So there I was, sitting in the vacant Khartoum airport as midnight slipped by toward one o’clock, with a gun-wielding soldier at my side to make sure I didn’t move. I’ve called myself an illegal immigrant at that particular moment, but it should hopefully be clear that I didn’t ever intend to try to enter Sudan without the proper papers: all the arrangements had been made in advance, but somebody dropped the ball. I soon found out who that somebody was.
Oddly enough, as I sat there with the threat of deportation or imprisonment looming over me, I didn’t feel worried at all. There was a deep sense of peace that had rested on me from the moment I was waved over into the official’s office; I can only attribute it to the many prayers that were said in my behalf from friends back home.

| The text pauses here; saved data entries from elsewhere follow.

PR #55, opened 2013-03-01
Fix API menu order

thomseddon:
The order on the page differed from the order in the menu which
was a little confusing.

Also fixes visionmedia/express#1515


thomseddon:
Assuming not interested

PR #56, opened 2013-03-01
Fix previous build

thomseddon:
Build in 9a4e778 wasn't quite right (by a single semi-colon)

Do I win a prize for the smallest pull request ever? :)


thomseddon:
Fixed in  d9a982a

PR #59, opened 2013-03-10
Add documentation that app.locals is a function

jonathanong:
so people stop complaining that `locals.name` does not work.


jonathanong:
just realized we shoudl add somethign about the other keywords like `cache`.

PR #65, opened 2013-04-17
Add info to the guide about triggering errors

MrTrick:
The guide explains how to handle errors, but not trigger them.
This is apparently part of the connect library, but given the time it
took me to figure out triggering I think it's justified having it here.


jonathanong:
this is a little too complicated of an example. should just be something like `next(new Error('this is a custom error'))` and/or `doSomething(next)`

PR #396, opened 2015-06-10
Change req.accepts() examples using csv-string into string arrays

mogelbrod:
See [4.x req.accepts() docs wrong - csv-string unsupported after switch to accepts module](https://github.com/strongloop/express/issues/2673).


crandmck:
LGTM. Thanks for catching!

PR #397, opened 2015-06-10
Clarify next method.

davidyang:
Add some clarifying information about the next(err) method.

### DIFF
--- a/guide/error-handling.md
+++ b/guide/error-handling.md
@@ -83,8 +83,6 @@ function errorHandler(err, req, res, next) {
 }
 ~~~
 
-# The `next(err)` method
-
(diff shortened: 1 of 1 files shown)


crandmck:
Looks OK, but I would move the new section to the bottom of the existing section (and remove the added sub-header `## Handling errors`).

@hacksparrow What do you think?

davidyang:
Hi @crandmck - have updated the pull request to reflect your comments.

crandmck:
Thanks @davidyang.  Before merging, I'd just like to get input from @hacksparrow ...

hacksparrow:
Good topic and good writeup. @davidyang can you remove the sub-heading? It breaks the context of the `next` object. Might sound obvious to us, but for those who are not familiar with Express, it can be very confusing.

Ready to merge after that.

davidyang:
Hey @hacksparrow - removed the subheading - is that what you meant?

-# The `next(err)` method

hacksparrow:
Yes @davidyang

PR #399, opened 2015-06-12
Remove clickjacking

nkorth:
Has anyone tried middle-clicking (or ctrl/cmd-clicking) on the links in the navigation dropdowns? The clicked link opens in a new tab as requested... and also in the current tab, which is very frustrating! This patch removes the offending code.

It's a particularly puzzling bit of code because the `<a>` elements in question are already styled with enough padding that they'll be easily clickable on mobile without this javascript shim.

### DIFF
--- a/js/app.js
+++ b/js/app.js
@@ -194,12 +194,6 @@ $(function(){
 
   })
 
-  // sub menu navigation
-  $('.dropit-submenu li').click(function () {
-    var path = $(this).find('a').attr('href')
-    document.location = path
-  })
-
   // i18n notice
   if (readCookie('i18nClose')) {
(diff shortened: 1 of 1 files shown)


crandmck:
I don't see the behavior you describe when I right click on a menu link and choose "Open Link in New Tab" but I _do_ see it when I cmd-click on a menu link (Chrome/MacOS).  I saw the same on Chrome/Windows... I presume the behavior is platform- and browser-dependent, but didn't try any other browser/OS combinations.

In any case, I tried your branch, and it does fix the cmd-click behavior for me.  So, I'm fine with the change.  

@hacksparrow PTAL.

hacksparrow:
Valid point, merged.

PR #404, opened 2015-06-22
"node app.js" doesn't do anything by default

alvarotrigo:
It seems it needs to be `node start` or `node bin/www` as suggested [here](http://stackoverflow.com/questions/23178363/unable-to-run-node-app-js-file).

Way to reproduce it:

```
> express demo
> cd demo
> npm install
> node app.js
```

### DIFF
--- a/starter/hello-world.md
+++ b/starter/hello-world.md
@@ -37,7 +37,7 @@ The app starts a server and listens on port 3000 for connection. It will respond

It was about half an hour later that a tall, big-bellied man with a broad smile sauntered into the airport, papers in hand. He was gregarious and self-possessed, and the customs officials all seemed to know him and to be on quite friendly terms with him. He grinned at me, waved, and then came up to shake my hand.
“Good evening and welcome to Sudan!” he beamed. “My name is Ali, and I am your travel agent here in Khartoum. I must apologize for not being here sooner, but I was stuck in traffic.”

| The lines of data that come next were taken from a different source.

PR #408, opened 2015-07-07
Move the explanation of middlewares to the top

ervinb:
As a newcomer to the framework, I feel that moving the explanation about middlewares and their role in Express to the top of the page would provide a better context for the reader.

### DIFF
--- a/guide/using-middleware.md
+++ b/guide/using-middleware.md
@@ -7,7 +7,7 @@ lang: en
 
 # Using middleware
 
-An Express application is essentially a series of middleware calls.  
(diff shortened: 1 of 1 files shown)


crandmck:
@ervinb Thanks for your PR.  I agree the old explanation needed improvement, but I don't think the suggested reorganization was ideal.  As I was reviewing that article, I found a number of things that needed improvement.  So I reorganized and reworded that page substantially, and I hope that addresses your concern.  Please have a look at the result: http://expressjs.com/guide/using-middleware.html.

Since my changes were rather sweeping, I'm going to close this PR.  If you have further suggestions, please open a new one.  Thanks again.

ervinb:
Thank you very much! It's way better now.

This was a ridiculous excuse, and we both knew it—there are no midnight traffic jams in Khartoum—but it was clearly a polite cultural way to save face and pass smoothly over any disagreements. No doubt he had forgotten about my arrival, had gone to bed, only to be roused by a desperate phone call from my team leader Ernest.
But I didn’t mind; I was happy to have him there. He had documents in hand, and we went back into the corner office and breezed through the applications. Ali was cracking jokes in Arabic the whole way through, and whenever he told me to get out some cash to pay this or that entry fee, I did exactly as he said. Within just a few minutes, my passport was festooned with brightly-colored Arabic stickers, and they waved me through without even the compulsory check of my one piece of luggage. The customs agents just grinned and shook their heads at Ali’s jokes, slapped some yellow stickers on my suitcase to show (falsely) that it had passed inspection, and handed it over to me.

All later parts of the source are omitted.